III Rede zur Steuerfrage
[1]Wir haben den originellen und nach meiner Erfahrung einzig dastehenden Fall erlebt, daß in einer hochwichtigen Frage des Parteilebens, in der sich in der Fraktion zwei ausgesprochene Meinungen gegenüberstanden, wir hier zwei Referenten für eine Meinung und gar keinen Referenten für die entgegengesetzte Meinung haben hören müssen.[2] („Sehr wahr!“) Dieser Fall birgt noch eine andere Originalität, nämlich daß einer der Referenten, der, der am längsten sprach, gegen die Ansicht sprach, die er vor kurzer Zeit noch selbst vertreten hatte. (Lebhafte Zustimmung.) Die Rede Wurms war nach Ansicht aller seiner jetzigen Gesinnungsgenossen geradezu vernichtend für alle Unterzeichner der Resolution 114[3]. Es rasselten nur so Worte von politischer Unfruchtbarkeit, widersinnigen Widersprüchen, politischem Bankerott usw. auf uns nieder. Wurm hat
[1] Redaktionelle Überschrift.
[2] Es handelt sich um die Zustimmung der sozialdemokratischen Reichstagsfraktion zum Wehrbeitrag und zur Vermögenszuwachssteuer am 30. Juni 1913 im Reichstag.
[3] Diese Resolution zur Steuerfrage, eingebracht von Friedrich Geyer und 81 Sozialdemokraten, hatte folgenden Wortlaut: „Alle öffentlichen Steuern im heutigen Klassenstaat, ob formell auf den Besitz oder auf den Arbeitsverdienst gelegt, ob als sogenannte direkte oder als indirekte Steuern erhoben, werden in letzter Linie von den arbeitenden Klassen aufgebracht, da diese es sind, die in der heutigen Gesellschaft allen gesellschaftlichen Reichtum schaffen.
Wie immer das Steuerwesen heute ausgestaltet ist, auch in dem für die Arbeiterklasse günstigsten Falle, wenn die Besitzsteuern den überwiegenden Teil der Staatshaushaltskosten decken, ändert das nichts an den Grundlagen der kapitalistischen Produktion, die auf Ausbeutung und Klassenherrschaft beruht.
Die Abwälzung des größten Teiles der öffentlichen Lasten auf die Schultern der arbeitenden Klassen durch das System der indirekten oder Verbrauchssteuern ist aber eins der wirksamsten Mittel der herrschenden Klassen, um die Lebenshaltung der Arbeiterschaft herabzudrücken und ihren sozialen und geistigen Aufstieg zu hemmen.
Der Parteitag fordert deshalb gemäß Punkt 10 des Parteiprogramms:,Stufenweise steigende Einkommen- und Vermögenssteuer zur Bestreitung aller öffentlichen Ausgaben, soweit diese durch Steuern zu decken sind.
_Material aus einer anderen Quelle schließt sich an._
PR #2233, opened 2026-06-09
fix(markdown): show raw URI for request item errors

### LINKED ISSUE #2143: `<error:>` leaks into markdown format output for unparseable URLs.

YforC:
﻿## Why

For malformed URLs that fail while creating a request item, the markdown formatter was rendering the internal placeholder URI `<error:>`. That leaks implementation detail into user-facing markdown output.

Fixes #2143.

## What Changed

When formatting `RequestError::CreateRequestItem`, markdown output now uses the original raw URI text instead of the internal placeholder URI. A regression test covers the malformed URL case and asserts `<error:>` is not emitted.

## Verification

- `cargo fmt`
- `git diff --check`

I could not run the Rust test locally on this Windows machine because the toolchain is missing MSVC `link.exe`.

### DIFF
--- a/lychee-bin/src/formatters/stats/markdown.rs
+++ b/lychee-bin/src/formatters/stats/markdown.rs
@@ -6,7 +6,7 @@ use std::{
 use super::StatsFormatter;
 use anyhow::Result;
 use http::StatusCode;
-use lychee_lib::{InputSource, ResponseBody, Status};
+use lychee_lib::{InputSource, RequestError, ResponseBody, Status};
 use std::fmt::Write;
 use tabled::{
     Table, Tabled,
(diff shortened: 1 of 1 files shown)


mre:
Thanks for the PR. The linter is currently failing; can you take a look?

But on a more general note, I'm not sure if the PR will be merged in its current form.
See https://github.com/lycheeverse/lychee/issues/2143#issuecomment-4561103663 for discussion.

Although it looks relatively straightforward, this not an easy task. We are planning to solve the issue on a more fundamental level.

mre:
Closing because this is stale now. Also see discussion at https://github.com/lycheeverse/lychee/issues/2143#issuecomment-4587497270.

Selbsteinschätzungspflicht. Erbschaftssteuer, stufenweise steigend nach Umfang des Erbguts und nach dem Grade der Verwandtschaft. Abschaffung aller indirekten Steuern, Zölle und sonstigen wirtschaftspolitischen Maßnahmen, welche die Interessen der Allgemeinheit den Interessen einer bevorzugten Minderheit opfern.’
Ferner erklärt der Parteitag:
Der Militarismus ist als das stärkste Machtmittel der herrschenden Klassen auf das äußerste zu bekämpfen.
Alle Gesetzesvorlagen, die zur Stärkung des Militarismus dem Reichstage vorgelegt werden, also auch Steuervorlagen, die zur Deckung der Kosten des Militarismus eingebracht werden, sind, ob sie direkte oder indirekte Steuern fordern, abzulehnen.
Für sonstige Steuervorlagen ist die Stellung der sozialdemokratischen Fraktion durch Punkt 10 des Parteiprogramms vorgeschrieben: bestehende indirekte Steuern sind durch direkte zu ersetzen.“ (Protokoll über die Verhandlungen des Parteitages der Sozialdemokratischen Partei Deutschlands. Abgehalten in Jena vom 14. bis 20. September 1913, Berlin 1913, S. 197 f.)